# WHAT YOU ARE ASKED TO DO
Starting at the line that contains "core/translate: evaluate bare" and ending at the line that contains "them instead of", the lines below are to be given again exactly, with nothing added.
════════════════
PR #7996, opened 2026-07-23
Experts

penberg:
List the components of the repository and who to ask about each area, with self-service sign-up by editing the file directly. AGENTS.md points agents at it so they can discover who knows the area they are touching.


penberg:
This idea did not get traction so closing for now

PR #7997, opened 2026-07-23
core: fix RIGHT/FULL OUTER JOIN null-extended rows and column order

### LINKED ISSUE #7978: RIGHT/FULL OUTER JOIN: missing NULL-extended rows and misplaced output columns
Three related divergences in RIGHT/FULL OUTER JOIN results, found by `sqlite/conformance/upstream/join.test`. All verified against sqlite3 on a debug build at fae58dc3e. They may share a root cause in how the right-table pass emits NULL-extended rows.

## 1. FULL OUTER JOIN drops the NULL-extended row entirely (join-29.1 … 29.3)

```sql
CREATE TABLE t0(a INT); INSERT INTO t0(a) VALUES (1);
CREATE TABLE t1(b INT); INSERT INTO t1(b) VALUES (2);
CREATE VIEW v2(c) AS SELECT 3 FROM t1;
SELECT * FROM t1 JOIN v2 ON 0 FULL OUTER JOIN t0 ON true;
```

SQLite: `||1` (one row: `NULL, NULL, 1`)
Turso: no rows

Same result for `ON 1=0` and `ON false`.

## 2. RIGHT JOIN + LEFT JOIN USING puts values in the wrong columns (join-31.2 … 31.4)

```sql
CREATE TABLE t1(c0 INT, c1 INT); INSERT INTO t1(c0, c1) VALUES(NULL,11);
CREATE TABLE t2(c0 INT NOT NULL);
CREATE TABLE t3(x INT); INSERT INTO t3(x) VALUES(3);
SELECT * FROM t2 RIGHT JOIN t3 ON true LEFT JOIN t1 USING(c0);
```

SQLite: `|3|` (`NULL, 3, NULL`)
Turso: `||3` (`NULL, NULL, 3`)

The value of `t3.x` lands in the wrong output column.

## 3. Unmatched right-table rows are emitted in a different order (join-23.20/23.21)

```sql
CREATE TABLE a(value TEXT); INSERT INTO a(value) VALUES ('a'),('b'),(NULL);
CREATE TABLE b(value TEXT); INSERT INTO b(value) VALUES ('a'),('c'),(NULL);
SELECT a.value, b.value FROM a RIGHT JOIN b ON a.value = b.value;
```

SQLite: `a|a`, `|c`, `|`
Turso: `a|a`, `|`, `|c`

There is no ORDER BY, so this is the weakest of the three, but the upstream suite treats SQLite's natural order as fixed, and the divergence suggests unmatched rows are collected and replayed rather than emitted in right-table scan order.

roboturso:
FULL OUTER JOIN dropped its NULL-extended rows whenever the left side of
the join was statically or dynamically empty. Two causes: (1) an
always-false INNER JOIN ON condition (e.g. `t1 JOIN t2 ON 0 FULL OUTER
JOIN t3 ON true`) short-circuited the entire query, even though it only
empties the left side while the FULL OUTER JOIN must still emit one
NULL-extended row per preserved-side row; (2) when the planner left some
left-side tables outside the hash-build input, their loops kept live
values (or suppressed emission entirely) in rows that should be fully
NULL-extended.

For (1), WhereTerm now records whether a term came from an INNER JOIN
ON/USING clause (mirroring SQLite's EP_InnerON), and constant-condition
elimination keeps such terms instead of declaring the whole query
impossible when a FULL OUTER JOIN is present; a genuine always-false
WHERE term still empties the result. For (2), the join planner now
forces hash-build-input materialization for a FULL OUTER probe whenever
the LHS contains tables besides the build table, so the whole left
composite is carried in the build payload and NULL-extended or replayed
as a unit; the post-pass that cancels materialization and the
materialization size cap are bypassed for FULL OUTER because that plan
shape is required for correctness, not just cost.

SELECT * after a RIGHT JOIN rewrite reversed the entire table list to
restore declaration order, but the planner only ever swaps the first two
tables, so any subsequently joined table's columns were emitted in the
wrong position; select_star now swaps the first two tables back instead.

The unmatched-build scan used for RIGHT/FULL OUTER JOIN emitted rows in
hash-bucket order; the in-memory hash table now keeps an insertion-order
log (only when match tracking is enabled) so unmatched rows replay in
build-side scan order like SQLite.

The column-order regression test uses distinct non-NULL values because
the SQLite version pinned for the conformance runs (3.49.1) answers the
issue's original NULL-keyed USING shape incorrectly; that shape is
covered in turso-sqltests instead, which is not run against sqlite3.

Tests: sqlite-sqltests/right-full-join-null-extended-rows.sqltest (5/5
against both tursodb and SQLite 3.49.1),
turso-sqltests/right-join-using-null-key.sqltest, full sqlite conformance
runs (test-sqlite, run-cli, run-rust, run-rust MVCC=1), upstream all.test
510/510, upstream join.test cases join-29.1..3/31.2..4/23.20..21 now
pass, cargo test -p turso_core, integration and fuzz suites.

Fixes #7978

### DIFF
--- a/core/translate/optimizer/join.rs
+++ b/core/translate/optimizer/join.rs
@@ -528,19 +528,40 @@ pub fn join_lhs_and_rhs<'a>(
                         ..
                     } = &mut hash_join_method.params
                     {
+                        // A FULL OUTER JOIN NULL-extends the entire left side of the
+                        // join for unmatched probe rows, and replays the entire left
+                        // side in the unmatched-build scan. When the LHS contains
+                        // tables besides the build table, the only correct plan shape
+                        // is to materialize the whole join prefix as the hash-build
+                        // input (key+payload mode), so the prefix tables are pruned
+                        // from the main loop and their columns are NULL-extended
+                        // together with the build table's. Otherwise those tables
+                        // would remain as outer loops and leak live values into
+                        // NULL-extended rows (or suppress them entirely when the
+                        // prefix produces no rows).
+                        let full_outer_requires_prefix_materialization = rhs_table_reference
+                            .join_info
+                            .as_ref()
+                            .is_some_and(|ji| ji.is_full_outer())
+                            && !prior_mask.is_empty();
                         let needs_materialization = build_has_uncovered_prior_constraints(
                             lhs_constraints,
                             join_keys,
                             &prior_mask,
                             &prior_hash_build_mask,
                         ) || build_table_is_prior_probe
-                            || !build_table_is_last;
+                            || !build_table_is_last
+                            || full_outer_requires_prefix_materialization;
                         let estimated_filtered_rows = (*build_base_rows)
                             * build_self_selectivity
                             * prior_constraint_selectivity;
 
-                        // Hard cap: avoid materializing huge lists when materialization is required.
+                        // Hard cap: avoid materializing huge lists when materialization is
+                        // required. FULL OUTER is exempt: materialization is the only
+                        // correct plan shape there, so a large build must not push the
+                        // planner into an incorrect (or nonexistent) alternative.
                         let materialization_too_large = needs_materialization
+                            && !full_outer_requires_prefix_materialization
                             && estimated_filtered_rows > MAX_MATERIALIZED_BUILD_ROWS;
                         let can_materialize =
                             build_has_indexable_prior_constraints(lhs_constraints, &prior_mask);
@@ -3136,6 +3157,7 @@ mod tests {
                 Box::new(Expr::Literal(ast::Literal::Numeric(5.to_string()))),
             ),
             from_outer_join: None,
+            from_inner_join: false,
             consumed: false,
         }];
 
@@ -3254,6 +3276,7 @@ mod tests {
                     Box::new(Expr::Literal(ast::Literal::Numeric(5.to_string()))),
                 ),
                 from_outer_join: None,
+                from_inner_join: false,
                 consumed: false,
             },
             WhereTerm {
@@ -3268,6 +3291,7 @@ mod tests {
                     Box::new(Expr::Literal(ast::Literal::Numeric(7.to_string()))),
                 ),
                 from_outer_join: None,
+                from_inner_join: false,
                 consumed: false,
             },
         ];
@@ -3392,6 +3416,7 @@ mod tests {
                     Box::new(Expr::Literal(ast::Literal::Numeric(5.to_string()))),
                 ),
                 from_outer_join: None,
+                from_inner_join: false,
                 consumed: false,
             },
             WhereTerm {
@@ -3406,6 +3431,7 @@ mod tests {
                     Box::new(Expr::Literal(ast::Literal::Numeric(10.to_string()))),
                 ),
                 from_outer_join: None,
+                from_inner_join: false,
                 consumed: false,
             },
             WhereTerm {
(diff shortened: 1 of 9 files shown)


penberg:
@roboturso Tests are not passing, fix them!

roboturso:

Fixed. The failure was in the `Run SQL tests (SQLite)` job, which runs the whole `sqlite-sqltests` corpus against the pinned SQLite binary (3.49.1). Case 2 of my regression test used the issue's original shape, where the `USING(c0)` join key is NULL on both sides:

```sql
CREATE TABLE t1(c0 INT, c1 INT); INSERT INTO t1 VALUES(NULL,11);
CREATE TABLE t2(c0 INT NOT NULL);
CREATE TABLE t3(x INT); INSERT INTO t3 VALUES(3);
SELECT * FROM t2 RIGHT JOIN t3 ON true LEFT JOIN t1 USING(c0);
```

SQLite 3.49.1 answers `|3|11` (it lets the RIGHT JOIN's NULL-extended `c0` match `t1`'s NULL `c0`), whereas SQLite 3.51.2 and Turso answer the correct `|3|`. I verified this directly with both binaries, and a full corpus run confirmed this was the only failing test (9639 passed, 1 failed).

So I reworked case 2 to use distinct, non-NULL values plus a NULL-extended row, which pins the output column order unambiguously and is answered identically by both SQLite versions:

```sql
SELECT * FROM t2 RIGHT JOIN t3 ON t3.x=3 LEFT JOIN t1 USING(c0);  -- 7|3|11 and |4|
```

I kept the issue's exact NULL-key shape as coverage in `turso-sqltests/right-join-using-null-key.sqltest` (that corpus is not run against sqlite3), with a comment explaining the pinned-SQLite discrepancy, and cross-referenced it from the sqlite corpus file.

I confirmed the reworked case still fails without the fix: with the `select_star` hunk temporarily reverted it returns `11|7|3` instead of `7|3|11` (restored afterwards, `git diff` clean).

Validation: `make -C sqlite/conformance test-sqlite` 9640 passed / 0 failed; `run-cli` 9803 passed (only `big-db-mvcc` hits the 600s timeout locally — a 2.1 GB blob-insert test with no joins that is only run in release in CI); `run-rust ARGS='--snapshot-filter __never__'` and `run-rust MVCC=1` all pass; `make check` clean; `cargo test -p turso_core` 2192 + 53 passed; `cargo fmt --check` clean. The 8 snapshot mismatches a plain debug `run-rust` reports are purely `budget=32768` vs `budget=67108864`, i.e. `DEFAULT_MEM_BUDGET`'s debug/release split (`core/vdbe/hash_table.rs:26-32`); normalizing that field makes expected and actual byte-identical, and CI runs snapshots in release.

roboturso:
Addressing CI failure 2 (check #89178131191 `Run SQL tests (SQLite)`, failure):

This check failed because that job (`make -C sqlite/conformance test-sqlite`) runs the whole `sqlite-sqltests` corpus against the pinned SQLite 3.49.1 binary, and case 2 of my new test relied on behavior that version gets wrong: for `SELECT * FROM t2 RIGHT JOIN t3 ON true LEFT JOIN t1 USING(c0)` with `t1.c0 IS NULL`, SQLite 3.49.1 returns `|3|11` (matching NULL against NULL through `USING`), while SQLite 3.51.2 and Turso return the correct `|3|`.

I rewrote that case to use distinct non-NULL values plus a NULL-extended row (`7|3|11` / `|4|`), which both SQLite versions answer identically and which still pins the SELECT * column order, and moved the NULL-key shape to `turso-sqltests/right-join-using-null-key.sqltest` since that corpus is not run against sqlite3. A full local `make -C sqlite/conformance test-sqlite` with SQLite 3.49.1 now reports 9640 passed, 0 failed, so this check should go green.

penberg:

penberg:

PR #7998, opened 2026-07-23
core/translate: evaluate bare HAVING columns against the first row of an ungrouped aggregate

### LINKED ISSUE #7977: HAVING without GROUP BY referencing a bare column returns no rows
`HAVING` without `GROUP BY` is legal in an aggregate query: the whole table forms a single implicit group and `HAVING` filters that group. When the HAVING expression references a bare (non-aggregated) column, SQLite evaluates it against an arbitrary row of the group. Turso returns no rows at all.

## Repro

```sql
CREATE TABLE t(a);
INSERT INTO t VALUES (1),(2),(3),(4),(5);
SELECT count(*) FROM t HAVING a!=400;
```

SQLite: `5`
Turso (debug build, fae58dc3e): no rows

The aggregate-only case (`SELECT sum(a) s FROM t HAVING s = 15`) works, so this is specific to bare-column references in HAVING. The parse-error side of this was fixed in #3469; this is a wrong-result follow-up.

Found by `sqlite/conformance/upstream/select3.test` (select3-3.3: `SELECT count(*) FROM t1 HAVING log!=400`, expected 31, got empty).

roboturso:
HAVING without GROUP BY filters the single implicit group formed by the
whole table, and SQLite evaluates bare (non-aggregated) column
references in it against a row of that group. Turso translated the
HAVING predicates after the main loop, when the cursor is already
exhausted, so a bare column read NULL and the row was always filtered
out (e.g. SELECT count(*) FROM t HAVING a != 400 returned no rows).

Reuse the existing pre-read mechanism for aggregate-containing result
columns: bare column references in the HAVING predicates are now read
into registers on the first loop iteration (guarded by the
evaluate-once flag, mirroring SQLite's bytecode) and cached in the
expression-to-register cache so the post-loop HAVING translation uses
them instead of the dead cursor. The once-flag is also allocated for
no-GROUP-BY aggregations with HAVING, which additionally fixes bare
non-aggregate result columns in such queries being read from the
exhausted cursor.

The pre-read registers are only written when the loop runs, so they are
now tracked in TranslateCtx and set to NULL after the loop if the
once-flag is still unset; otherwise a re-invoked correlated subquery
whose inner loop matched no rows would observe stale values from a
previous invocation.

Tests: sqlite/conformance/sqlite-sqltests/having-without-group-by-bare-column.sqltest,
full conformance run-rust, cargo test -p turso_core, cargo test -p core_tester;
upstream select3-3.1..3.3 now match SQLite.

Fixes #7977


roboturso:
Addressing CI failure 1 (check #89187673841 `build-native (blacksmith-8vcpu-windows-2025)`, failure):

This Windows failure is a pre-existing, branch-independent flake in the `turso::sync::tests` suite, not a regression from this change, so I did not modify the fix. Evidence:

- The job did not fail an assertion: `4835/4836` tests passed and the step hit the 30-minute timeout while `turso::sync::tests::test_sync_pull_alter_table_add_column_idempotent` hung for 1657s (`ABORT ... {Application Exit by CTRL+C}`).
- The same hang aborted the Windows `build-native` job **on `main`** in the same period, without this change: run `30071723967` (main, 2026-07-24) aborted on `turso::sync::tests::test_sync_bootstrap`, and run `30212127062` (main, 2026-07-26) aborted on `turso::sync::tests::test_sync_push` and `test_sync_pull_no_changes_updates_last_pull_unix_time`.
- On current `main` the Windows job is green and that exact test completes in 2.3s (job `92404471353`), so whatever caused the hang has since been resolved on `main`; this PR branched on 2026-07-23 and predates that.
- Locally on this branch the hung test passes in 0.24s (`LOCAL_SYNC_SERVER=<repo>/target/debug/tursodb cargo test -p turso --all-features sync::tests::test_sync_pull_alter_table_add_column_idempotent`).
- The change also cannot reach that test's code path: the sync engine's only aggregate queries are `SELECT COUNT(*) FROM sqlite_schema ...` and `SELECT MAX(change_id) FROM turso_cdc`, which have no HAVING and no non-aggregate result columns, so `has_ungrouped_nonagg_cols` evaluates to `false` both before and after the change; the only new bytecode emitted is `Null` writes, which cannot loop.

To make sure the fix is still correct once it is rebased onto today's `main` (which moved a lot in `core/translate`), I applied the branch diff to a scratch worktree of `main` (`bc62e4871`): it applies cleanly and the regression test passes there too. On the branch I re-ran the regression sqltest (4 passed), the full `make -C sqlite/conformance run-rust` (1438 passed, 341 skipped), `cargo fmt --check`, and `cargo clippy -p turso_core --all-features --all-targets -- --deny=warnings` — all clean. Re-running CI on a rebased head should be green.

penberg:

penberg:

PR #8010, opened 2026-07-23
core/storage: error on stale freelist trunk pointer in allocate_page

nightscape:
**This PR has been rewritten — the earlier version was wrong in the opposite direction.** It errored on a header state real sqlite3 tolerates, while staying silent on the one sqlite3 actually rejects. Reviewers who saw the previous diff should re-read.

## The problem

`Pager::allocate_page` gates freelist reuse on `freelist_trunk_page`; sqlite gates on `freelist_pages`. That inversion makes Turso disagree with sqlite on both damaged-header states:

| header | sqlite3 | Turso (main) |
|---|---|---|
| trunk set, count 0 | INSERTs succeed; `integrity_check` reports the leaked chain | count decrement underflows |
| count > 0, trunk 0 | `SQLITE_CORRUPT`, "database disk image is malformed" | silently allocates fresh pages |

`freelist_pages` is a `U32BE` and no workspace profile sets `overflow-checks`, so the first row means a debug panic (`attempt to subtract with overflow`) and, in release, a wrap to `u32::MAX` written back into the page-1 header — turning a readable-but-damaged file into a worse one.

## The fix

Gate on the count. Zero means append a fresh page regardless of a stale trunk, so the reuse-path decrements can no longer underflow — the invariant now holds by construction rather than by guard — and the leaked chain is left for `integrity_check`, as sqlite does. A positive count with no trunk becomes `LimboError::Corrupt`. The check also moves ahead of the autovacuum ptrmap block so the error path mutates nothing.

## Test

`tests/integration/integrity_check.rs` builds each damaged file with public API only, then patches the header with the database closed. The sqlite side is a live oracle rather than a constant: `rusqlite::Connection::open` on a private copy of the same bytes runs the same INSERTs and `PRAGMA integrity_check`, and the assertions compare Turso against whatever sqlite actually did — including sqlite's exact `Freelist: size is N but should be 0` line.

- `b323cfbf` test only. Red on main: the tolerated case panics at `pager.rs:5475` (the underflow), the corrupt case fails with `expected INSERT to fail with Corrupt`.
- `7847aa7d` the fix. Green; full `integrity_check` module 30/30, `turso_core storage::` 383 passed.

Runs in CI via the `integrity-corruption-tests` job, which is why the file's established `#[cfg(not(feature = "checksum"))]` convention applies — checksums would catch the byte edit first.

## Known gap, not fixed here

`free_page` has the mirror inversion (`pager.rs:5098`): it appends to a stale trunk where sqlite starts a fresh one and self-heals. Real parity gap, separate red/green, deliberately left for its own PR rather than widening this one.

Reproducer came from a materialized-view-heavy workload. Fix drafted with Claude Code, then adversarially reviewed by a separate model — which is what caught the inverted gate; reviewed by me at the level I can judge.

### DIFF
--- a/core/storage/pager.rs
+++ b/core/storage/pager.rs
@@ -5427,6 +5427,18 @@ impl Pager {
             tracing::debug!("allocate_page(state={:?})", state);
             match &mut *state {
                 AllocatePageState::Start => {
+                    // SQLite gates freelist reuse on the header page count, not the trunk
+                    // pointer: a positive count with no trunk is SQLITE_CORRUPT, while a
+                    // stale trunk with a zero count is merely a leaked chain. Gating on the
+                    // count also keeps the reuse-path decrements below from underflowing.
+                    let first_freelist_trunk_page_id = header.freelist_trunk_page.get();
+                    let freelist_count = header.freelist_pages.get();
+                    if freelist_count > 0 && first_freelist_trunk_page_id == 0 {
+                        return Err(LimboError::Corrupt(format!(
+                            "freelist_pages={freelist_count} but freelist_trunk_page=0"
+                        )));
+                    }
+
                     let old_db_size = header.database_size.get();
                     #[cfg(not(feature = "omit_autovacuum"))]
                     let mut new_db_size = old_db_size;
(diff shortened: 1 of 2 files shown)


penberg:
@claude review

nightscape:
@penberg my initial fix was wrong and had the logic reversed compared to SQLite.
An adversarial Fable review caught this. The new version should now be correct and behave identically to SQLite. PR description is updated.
════════════════
# YOUR RESPONSE
core/translate: evaluate bare HAVING columns against the first row of an ungrouped aggregate

### LINKED ISSUE #7977: HAVING without GROUP BY referencing a bare column returns no rows
`HAVING` without `GROUP BY` is legal in an aggregate query: the whole table forms a single implicit group and `HAVING` filters that group. When the HAVING expression references a bare (non-aggregated) column, SQLite evaluates it against an arbitrary row of the group. Turso returns no rows at all.

## Repro

```sql
CREATE TABLE t(a);
INSERT INTO t VALUES (1),(2),(3),(4),(5);
SELECT count(*) FROM t HAVING a!=400;
```

SQLite: `5`
Turso (debug build, fae58dc3e): no rows

The aggregate-only case (`SELECT sum(a) s FROM t HAVING s = 15`) works, so this is specific to bare-column references in HAVING. The parse-error side of this was fixed in #3469; this is a wrong-result follow-up.

Found by `sqlite/conformance/upstream/select3.test` (select3-3.3: `SELECT count(*) FROM t1 HAVING log!=400`, expected 31, got empty).

roboturso:
HAVING without GROUP BY filters the single implicit group formed by the
whole table, and SQLite evaluates bare (non-aggregated) column
references in it against a row of that group. Turso translated the
HAVING predicates after the main loop, when the cursor is already
exhausted, so a bare column read NULL and the row was always filtered
out (e.g. SELECT count(*) FROM t HAVING a != 400 returned no rows).

Reuse the existing pre-read mechanism for aggregate-containing result
columns: bare column references in the HAVING predicates are now read
into registers on the first loop iteration (guarded by the
evaluate-once flag, mirroring SQLite's bytecode) and cached in the
expression-to-register cache so the post-loop HAVING translation uses
them instead of the dead cursor. The once-flag is also allocated for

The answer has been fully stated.